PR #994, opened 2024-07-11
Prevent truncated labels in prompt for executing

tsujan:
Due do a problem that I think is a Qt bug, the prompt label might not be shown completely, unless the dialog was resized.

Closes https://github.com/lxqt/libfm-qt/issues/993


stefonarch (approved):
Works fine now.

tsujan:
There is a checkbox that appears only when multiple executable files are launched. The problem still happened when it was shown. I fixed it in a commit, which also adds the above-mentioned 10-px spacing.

########################################

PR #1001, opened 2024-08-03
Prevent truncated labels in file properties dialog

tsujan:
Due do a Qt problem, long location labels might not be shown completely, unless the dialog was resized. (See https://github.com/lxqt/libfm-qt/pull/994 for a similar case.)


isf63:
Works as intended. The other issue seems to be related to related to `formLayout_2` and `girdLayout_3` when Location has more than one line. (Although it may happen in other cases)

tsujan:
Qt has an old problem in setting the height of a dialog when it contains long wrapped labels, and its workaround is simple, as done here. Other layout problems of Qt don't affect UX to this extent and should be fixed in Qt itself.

########################################

Give again, word for word, every line of the listing above from the one with "PR #994, opened 2024-07-11" to the one with "Due do a problem", both inclusive, and nothing beyond them.

§ EXERCISE RESPONSE
PR #994, opened 2024-07-11
Prevent truncated labels in prompt for executing

tsujan:
Due do a problem that I think is a Qt bug, the prompt label might not be shown completely, unless the dialog was resized.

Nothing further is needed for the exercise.